That is the point of debugging your code. By reducing your code to a small snippet, you stepwise eliminate all unrelated parts. And usually, if the symptom goes away between two editions of your program, it is highly likely that the part you changed last is related to the symptom.
--- When my code was significantly simpler, that was the case, but having spend enough time in the kernel and in other real-time systems, 9 times out of 10, changing a line of code and seeing a change in behavior were unrelated because the underlying trigger was 1000's of lines away in code that seemed to work perfectly in all other cases.

Case in point was a kernel hang -- would run for up to days w/no problem, then hang, so finding 1 line to change out of 5000 and waiting for days wasn't the most ideal solution for debugging. in fact trying to break apart pieces only led to management thinking that there really was no problem or that the product should be released anyway -- because pieces would work. It was only when all the subsystems were tied together than one subsys relying on annother that called a third didn't release a deeply held lock -- so after the damage was done, only rarely would the locks go that deeply and hit the 'stuck lock'....

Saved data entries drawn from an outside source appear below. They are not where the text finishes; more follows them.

PR #972, opened 2019-09-20
Add script to export all metrics in csv

seonsfx:
Thanks to @jadeblaquiere

### DIFF
--- a/scripts/dump-metrics-csv.py
+++ b/scripts/dump-metrics-csv.py
@@ -1,0 +1,48 @@
+#!/usr/bin/env python3
+
+import csv
+import glob
+import pathlib
+import yaml
+
+all_metrics = ""
+
+path = pathlib.Path.cwd() / 'all_metrics.csv'
+with path.open(mode='w') as csvfile:
+    fieldnames = ['monitor', 'metric', 'description', 'default', 'type']
+    writer = csv.DictWriter(csvfile, fieldnames=fieldnames)
+    writer.writeheader()
+    for filename in glob.glob("internal/monitors/**/metadata.yaml", recursive=True):
+        with open(filename) as f:
+            data = yaml.safe_load(f)
+            mons = data['monitors']
+            if mons is None:
+                continue
+            for m in mons:
+                if 'metrics' not in m.keys():
+                    continue
+                metrics = m['metrics']
+                if metrics is None:
+                    continue
+                for mm in metrics:
+                    if 'description' not in metrics[mm].keys():
+                        desc = "THIS METRIC HAS NO DESCRIPTION"
+                    else:
+                        desc = str(metrics[mm]['description']).replace("\n", " ")
+                    if desc is None:
+                        desc = "THE METRIC DESCRIPTION IS BLANK"
+                    if 'default' not in metrics[mm].keys():
+                        default = False
+                    else:
+                        default = metrics[mm]['default']
+                    if default is None:
+                        default = "DEFAULT IS BLANK"
+                    if 'type' not in metrics[mm].keys():
+                        mtype = "THIS METRICS HAS NO TYPE"
+                    else:
+                        mtype = metrics[mm]['type']
+                    if mtype is None:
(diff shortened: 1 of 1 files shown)


scripts/dump-metrics-csv.py
```diff
@@ -0,0 +1,49 @@
...
+
+import codecs
+import fnmatch
+import os
+import sys
+import yaml
+
+all_metrics = ""
+
+for root, dirs, files in os.walk("."):
```
jaysfx: `glob.glob("internal/monitors/**/metadata.yaml", recursive=True)`

scripts/dump-metrics-csv.py
```diff
@@ -0,0 +1,49 @@
...
+                            default = metrics[mm]['default']
+                        if default is None:
+                            default = "DEFAULT IS BLANK"
+                        if 'type' not in metrics[mm].keys():
+                            mtype = "THIS METRICS HAS NO TYPE"
+                        else:
+                            mtype = metrics[mm]['type']
+                        if mtype is None:
+                            mtype = "TYPE IS BLANK"
+                        all_metrics += ('"' + m['monitorType'] + '", "' + mm + '", "' + desc + '", "' + str(default) + '", "' + mtype + '"\n')
```
jaysfx: How is escaping of `,` handled in description? Should probably just use `csv` lib.

scripts/dump-metrics-csv.py
```diff
@@ -0,0 +1,49 @@
...
+output = codecs.open("all_metrics.csv", "w", "utf-8")
+output.write(all_metrics)
```
jaysfx: `Path.write_text`

scripts/dump-metrics-csv.py
keitwb: Same issue for `"`.

scripts/dump-metrics-csv.py
```diff
@@ -0,0 +1,49 @@
...
+                        if default is None:
+                            default = "DEFAULT IS BLANK"
+                        if 'type' not in metrics[mm].keys():
+                            mtype = "THIS METRICS HAS NO TYPE"
+                        else:
+                            mtype = metrics[mm]['type']
+                        if mtype is None:
+                            mtype = "TYPE IS BLANK"
+                        all_metrics += ('"' + m['monitorType'] + '", "' + mm + '", "' + desc + '", "' + str(default) + '", "' + mtype + '"\n')
+output = codecs.open("all_metrics.csv", "w", "utf-8")
```
keitwb: codecs package is overkill here.  You just need `Path` from `pathlib`.  It can handle writing it out in UTF8.

scripts/dump-metrics-csv.py
```diff
@@ -0,0 +1,49 @@
...
+import sys
+import yaml
+
+all_metrics = ""
+
+for root, dirs, files in os.walk("."):
+    for file in files:
+        if fnmatch.fnmatch(file, "metadata.yaml"):
+             with open(os.path.join(root, file)) as f:
+                data = yaml.load(f)
```
keitwb: Use `yaml.load_safe` so we don't get complains about unsafe things in security scanners.

scripts/dump-metrics-csv.py
```diff
@@ -0,0 +1,49 @@
...
+import fnmatch
+import os
+import sys
+import yaml
+
+all_metrics = ""
+
+for root, dirs, files in os.walk("."):
+    for file in files:
+        if fnmatch.fnmatch(file, "metadata.yaml"):
```
keitwb: If you use pathlib you won't need fnmatch at all.

scripts/dump-metrics-csv.py
```diff
@@ -0,0 +1,49 @@
...
+             with open(os.path.join(root, file)) as f:
```
keitwb: Get this as a pathlib.Path and you can just do `p.read_text()` without the context manager.

PR #974, opened 2019-09-23
Collect empeheral storage stats

asuresh4:


internal/monitors/cadvisor/converter/converter.go
```diff
@@ -11,6 +11,13 @@ import (
 	info "github.com/google/cadvisor/info/v1"
 	"github.com/signalfx/golib/datapoint"
 	"github.com/signalfx/signalfx-agent/internal/utils"
+	stats "k8s.io/kubernetes/pkg/kubelet/apis/stats/v1alpha1"
+)
+
+const (
+	kubernetesPodUID    = "kubernetesPodUID"
```
keitwb: These string values aren't right.  They are supposed to be `_` separated.

keitwb: Also I'm not a huge fan of consting something that is only used twice and adds a level of indirection to figure out what the dim name really is.  I would just use string literals at the map set point.

internal/monitors/cadvisor/metadata.yaml
```diff
@@ -232,4 +232,13 @@ monitors:
...
   monitorType: kubelet-stats
+  metrics:
+    pod_ephemeral_storage_capacity_bytes:
+      description: Represents the storage space available (bytes) for the filesystem
+      default: false
+      type: gauge
+    pod_ephemeral_storage_used_bytes:
+      description: Represents the bytes used on the filesystem
+      default: false
+      type: cumulative
```
keitwb: This seems more like a gauge to me since it can go up and down over time.

asuresh4: Good point, updated to gauge.

internal/monitors/cadvisor/converter/converter.go
asuresh4: Replaced to using string literals.

selfdescribe.json
```diff
@@ -24780,6 +24782,18 @@
           "group": null,
           "default": true
         },
+        "pod_ephemeral_storage_capacity_bytes": {
+          "type": "gauge",
+          "description": "Represents the storage space available (bytes) for the filesystem",
```
keitwb: This is a pretty weak description.  What exactly is the ephemeral storage for a pod?  Is it the same as the root filesystem of the containers or is it something that you have to configure specially?

asuresh4: It's a combination of the root filesystem for containers and empty dir backed volumes (https://kubernetes.io/docs/concepts/storage/volumes/#emptydir)

asuresh4: I'll update the description with some more details

keitwb: Ok, yeah any links to official K8s docs would be good too.  Like the doc that says that it also includes emptyDir volumes.

asuresh4: Updated metric descriptions.

internal/monitors/cadvisor/kubeletstats.go
```diff
@@ -153,3 +154,18 @@ func (kip *kubeletInfoProvider) getAllContainersLatestStats() ([]info.ContainerI
 	}
 	return result, nil
 }
+
+func (kip *kubeletInfoProvider) GetEphemeralStatsFromPods() ([]stats.PodStats, error) {
+	req, err := kip.client.NewRequest("POST", "/stats/summary/", nil)
```
keitwb: Add these stats to a group and then conditionalize the request based on whether any metrics in that group are enabled.  There is a helper method on the Output object to do that.

asuresh4: Added metrics to a group called `podEphemeralStats`

internal/monitors/cadvisor/kubeletstats.go
```diff
@@ -29,6 +30,8 @@ type KubeletStatsConfig struct {
 	config.MonitorConfig
 	// Kubelet client configuration
 	KubeletAPI kubelet.APIConfig `yaml:"kubeletAPI" default:""`
+	// Whether or not to collect ephemeral storage stats from pods
+	IncludePodEphemeralStats bool `yaml:"includePodEphemeralStats" default:"false"`
```
keitwb: The whole point of doing the group thing was so that we don't need flags like this.  The use just has to specify `extraGroups: [podEphemeralStats]` and you can check it using `output.HasEnabledMetricInGroup(podEphemeralStats)`.  This will capture both if they use `extraGroups` or `extraMetrics`.

Get rid of this config.

internal/monitors/cadvisor/kubeletstats.go
```diff
@@ -153,3 +171,22 @@ func (kip *kubeletInfoProvider) getAllContainersLatestStats() ([]info.ContainerI
 	}
 	return result, nil
 }
+
+func (kip *kubeletInfoProvider) GetEphemeralStatsFromPods() ([]stats.PodStats, error) {
+	if !kip.includePodEphemeralStats {
```
keitwb: Do the conditional check in the function that calls this, not in here.  Also use `output.HasEnabledMetricInGroup`, not a config flag on the monitor.

internal/monitors/cadvisor/kubeletstats.go
```diff
@@ -49,8 +52,21 @@ func (ks *KubeletStatsMonitor) Configure(conf *KubeletStatsConfig) error {
...
+		conf.IncludePodEphemeralStats = true
+	}
+
 	return ks.Monitor.Configure(&conf.MonitorConfig, ks.Output.SendDatapoint,
-		newKubeletInfoProvider(client))
+		newKubeletInfoProvider(client, conf.IncludePodEphemeralStats))
+}
+
+// GetExtraMetrics returns additional metrics that should be allowed through.
+func (c *KubeletStatsConfig) GetExtraMetrics() []string {
```
keitwb: You can get rid of this function entirely.  For all new stuff we are purely using the metadata and no flags.

asuresh4: Removed this method

internal/monitors/cadvisor/kubeletstats.go
asuresh4: Since the caller of this method is common to both the `kubelet-stats` and `cadvisor` monitors, would it not be better to do this check here? This check is only valid for `kubelet-stat` monitor. `cadvisor` monitor does not have these metrics.

internal/monitors/cadvisor/kubeletstats.go
asuresh4: Done, removed the config. I hadn't realized the example I followed was more to maintain compatibility with old stuff.

internal/monitors/cadvisor/kubeletstats.go
keitwb: No, this function says it "gets the ephemeral stats from pods" and it should not lie.

asuresh4: Added a `GroupsEnablerHelper` to keep track of enabled groups in the converter. Let me know what you think.

internal/monitors/cadvisor/converter/converter.go
```diff
@@ -49,16 +57,24 @@ type machineInfoMetric struct {
...
+	infoProvider               InfoProvider
+	containerMetrics           []containerMetric
+	containerSpecMetrics       []containerSpecMetric
+	containerSpecMemMetrics    []containerSpecMetric
+	containerSpecCPUMetrics    []containerSpecMetric
+	machineInfoMetrics         []machineInfoMetric
+	podEphemeralStorageMetrics []podStatusMetric
+	sendDP                     func(*datapoint.Datapoint)
+	defaultDimensions          map[string]string
+	groupsEnablerHelper        GroupsEnablerHelper
```
keitwb: This can be the bool based on `HasEnabledMetricInGroup` output.

internal/monitors/cadvisor/converter/converter.go
```diff
@@ -657,6 +704,7 @@ func (c *CadvisorCollector) Collect() {
 	c.collectMachineInfo()
 	c.collectVersionInfo()
 	c.collectContainersInfo()
+	c.collectEphemeralStorageStatsFromPod()
```
keitwb: This is where the conditional goes.

asuresh4: Moved the condition into this method

internal/monitors/cadvisor/converter/converter.go
asuresh4: Updated to pass in just the boolean for this group as we discussed

PR #977, opened 2019-09-24
Reduce docker cache invalidation for agent targets

jchengsfx:
Reorder some steps in the main Dockerfile to help reduce cache invalidations when building the agent and stage caches.

### DIFF
--- a/Dockerfile
+++ b/Dockerfile
@@ -17,12 +17,13 @@ RUN cd /tmp &&\
 ENV GOPATH=/go
 WORKDIR /usr/src/signalfx-agent
 
+COPY go.mod go.sum ./
+RUN go mod download
+
 COPY cmd/ ./cmd/
 COPY scripts/make-templates scripts/make-versions ./scripts/
 COPY scripts/collectd-template-to-go ./scripts/
 COPY Makefile .
-COPY go.mod go.sum ./
-RUN go mod download
 COPY internal/ ./internal/
 
 ARG collectd_version=""
@@ -31,6 +32,7 @@ ARG GOOS="linux"
 
 RUN AGENT_VERSION=${agent_version} COLLECTD_VERSION=${collectd_version} make signalfx-agent &&\
     mv signalfx-agent /usr/bin/signalfx-agent
+
 
 ###### Collectd builder image ######
 FROM ubuntu:16.04 as collectd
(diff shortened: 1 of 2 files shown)


Dockerfile
```diff
@@ -250,23 +253,23 @@ RUN find $PYTHONHOME -name "*.pyc" -o -name "*.pyo" | xargs rm
...
-	  vim
-
-RUN apt install -y openjdk-8-jre-headless &&\
-    mkdir -p /opt/root &&\
+        curl \
+        host \
+        iproute2 \
+        netcat \
+        netcat.openbsd \
+        openjdk-8-jre-headless \
```
keitwb: Take the change to this extra-packages stage out, my PR #976 will fix this and also requires some changes to Java in general.

Dockerfile
```diff
@@ -403,10 +407,23 @@ ENV SIGNALFX_BUNDLE_DIR=/bundle \
     LC_ALL=C.UTF-8 \
     LANG=C.UTF-8
 
+RUN curl -fsSL get.docker.com -o /tmp/get-docker.sh &&\
+    sh /tmp/get-docker.sh
+
+# Get integration test deps in here
 RUN pip3 install ipython ipdb
+COPY python/setup.py /tmp/
+RUN pip3 install -e /tmp/
```
keitwb: I am skeptical of this.  In general the developer should be either using the python runner in the bundle dir in the dev image or referencing the packages directly in the `python` directory from the shared mount of the agent code (that is what the `PYTHONPATH=/usr/src/signalfx-agent/python` above accomplishes).  What were you trying to solve here?

keitwb: Ok, I see it is just copied from below.  Still, it doesn't seem right.

Dockerfile
jchengsfx: > Take the change to this extra-packages stage out, my PR #976 will fix this and also requires some changes to Java in general.

Will revert and wait for your changes.

Dockerfile
jchengsfx: > Ok, I see it is just copied from below. Still, it doesn't seem right.

Yeah, not sure why it was done this way to begin with.  Will change to install using python from the bundle dir instead.

jchengsfx: These lines have been removed.

PR #978, opened 2019-09-24
Collect persistent volume and volume claim phase as metrics

asuresh4:


internal/monitors/kubernetes/cluster/metrics/cache.go
```diff
@@ -161,6 +161,14 @@ func (dc *DatapointCache) HandleAdd(newObj runtime.Object) interface{} {
 		dps = datapointsForCronJob(o)
 		dimProps = dimPropsForCronJob(o)
 		kind = "CronJob"
+	case *v1.PersistentVolume:
```
keitwb: I'm pretty sure you have to start syncing them in the `clusterstate.go` module for this to ever get triggered.

PR #980, opened 2019-09-25
Collect CPU/Memory limits and requests for containers

asuresh4:


docs/monitors/kubernetes-cluster.md
```diff
@@ -77,6 +77,10 @@ Metrics that are categorized as
 (*default*) are ***in bold and italics*** in the list below.
 
 
+ - `kubernetes.container_cpu.limit` (*gauge*)<br>    Maximum CPU limit set for the container
```
keitwb: Change the `.` to `_` so that the metric names are e.g. `kubernetes.container_cpu_limit`.

internal/monitors/kubernetes/cluster/metadata.yaml
```diff
@@ -22,6 +22,22 @@ common:
     resource:
       description: The k8s resource that the quota applies to
   metrics:
+    kubernetes.container_cpu.limit:
+      description: Maximum CPU limit set for the container
```
keitwb: Expand this doc to explain that these is just derived straight from the pod spec and which fields.

internal/monitors/kubernetes/cluster/metrics/containers.go
```diff
@@ -0,0 +1,110 @@
...
+	}
+
+	return dps
+}
+
+func datapointsForContainerSpec(c v1.Container, contDims map[string]string) []*datapoint.Datapoint {
+
+	dps := []*datapoint.Datapoint{
+		datapoint.New(
+			"kubernetes.container_cpu.request",
```
keitwb: Same thing here about metric name.

internal/monitors/kubernetes/cluster/metrics/containers.go
```diff
@@ -0,0 +1,110 @@
...
+			contDims,
+			datapoint.NewIntValue(c.Resources.Limits.Cpu().Value()),
```
keitwb: If I don't specify any value for cpu limit, will this just return a `0`?

Ideally if there is no specified limit/request in the pod spec, then no datapoints would be emitted for that metric.

internal/monitors/kubernetes/cluster/metrics/cache.go
```diff
@@ -204,7 +211,10 @@ func (dc *DatapointCache) handleAddPod(pod *v1.Pod) ([]*datapoint.Datapoint,
 		dc.podCache.AddPod(pod)
 	}
 	cachedPod := dc.podCache.GetCachedPod(pod.UID)
-	dps := datapointsForPod(pod)
+	dps, containerDimProps := datapointsForPod(pod)
+
+	dc.addDimPropsListToCache(containerDimProps)
```
keitwb: Let's drop these properties for now.

internal/monitors/kubernetes/cluster/metrics/pods.go
```diff
@@ -32,28 +31,32 @@ func datapointsForPod(pod *v1.Pod) []*datapoint.Datapoint {
...
-		contDims["container_spec_name"] = cs.Name
-		contDims["container_image"] = cs.Image
-
-		dps = append(dps, datapoint.New(
-			"kubernetes.container_restart_count",
-			contDims,
-			datapoint.NewIntValue(int64(cs.RestartCount)),
-			datapoint.Gauge,
-			time.Now()))
+		contDims := getAllContainerDimensions(cs.ContainerID, cs.Name, cs.Image, dimensions)
```
keitwb: `cs.ContainerID` does not get the `docker://` prefix stripped off here or in the `getAllContainerDimensions` function.  Is that an oversight or intentional?

tests/monitors/kubernetes_cluster/kubernetes_cluster_test.py
```diff
@@ -205,3 +205,29 @@ def test_cronjobs(k8s_cluster):
...
+CONTAINER_COMPUTE_RESOURCE_METRICS = [
+    "kubernetes.container_cpu.limit",
+    "kubernetes.container_cpu.request",
+    "kubernetes.container_memory.limit",
+    "kubernetes.container_memory.request",
+]
+
+
+@pytest.mark.kubernetes
+def test_container_compute_resouorce_metrics(k8s_cluster):
```
keitwb: Expand the integration tests to actually test for container dimensions, esp for the logic that strips off the `docker://` prefix.

You can use the K8s Python client to get the running pods and see what the expected pod names and container names should be and then assert that you are getting datapoints with those exact dimensions.

docs/monitors/kubernetes-cluster.md
asuresh4: Updated metric names

internal/monitors/kubernetes/cluster/metrics/containers.go
asuresh4: Yeah, if no limit is set, this will return a zero. Will handle that case.

internal/monitors/kubernetes/cluster/metrics/cache.go
asuresh4: Done

internal/monitors/kubernetes/cluster/metrics/pods.go
asuresh4: I might have lost it during a rebase I did.  Added a test for this.

tests/monitors/kubernetes_cluster/kubernetes_cluster_test.py
```diff
@@ -275,3 +275,30 @@ def test_deployments(k8s_cluster):
                     },
                 )
             )
+
+
+@pytest.mark.kubernetes
+def test_containers(k8s_cluster):
```
keitwb: Test that containers with limits/requests go through as metrics.  Also test the case where there is a missing limit/request and make sure no metrics are generated for it.

internal/monitors/kubernetes/cluster/metadata.yaml
asuresh4: Added details about metrics

tests/monitors/kubernetes_cluster/kubernetes_cluster_test.py
asuresh4: Updated the tests to check for this.

PR #982, opened 2019-09-26
Container properties

keitwb:


internal/monitors/kubernetes/cluster/metrics/containers.go
```diff
@@ -0,0 +1,45 @@
...
+	atypes "github.com/signalfx/signalfx-agent/internal/monitors/types"
+	v1 "k8s.io/api/core/v1"
+)
+
+func dimPropsForContainer(cs v1.ContainerStatus) *atypes.DimProperties {
+
+	containerProps := make(map[string]string)
+
+	if cs.State.Running != nil {
+		containerProps["container_status"] = "running"
```
keitwb: Make it set `containerProps["container_status_reason"] = ""` and then add the `MergeIntoExisting: true` flag to the `DimProperties` struct below so that this thing can work with the container property updates that I'm implementing for the container <---> service correlation feature.

asuresh4:
Will open a PR after rebasing with recent changes.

I could detail about 10-20 other similar situations, where none of them were simple bugs -- I was given these problems to solve because they weren't easy and couldn't be solved by simplification and simplification was only a waist of my time (not that I didn't try where possible). The one that froze every few days - I optimized the hell out of the code so it froze < 2-3 hours... then finally down to <45 minutes. My manager was pissed at me spending so much time optimizing, but when I got it to happen frequently enough, I was able to catch it in the act and finally solve the problem. Insisted on a full 7-day run-test as proof that the bug was gone...it passed, and I got downgrade my next review for wasting time optimizing the product and requiring too long for testing.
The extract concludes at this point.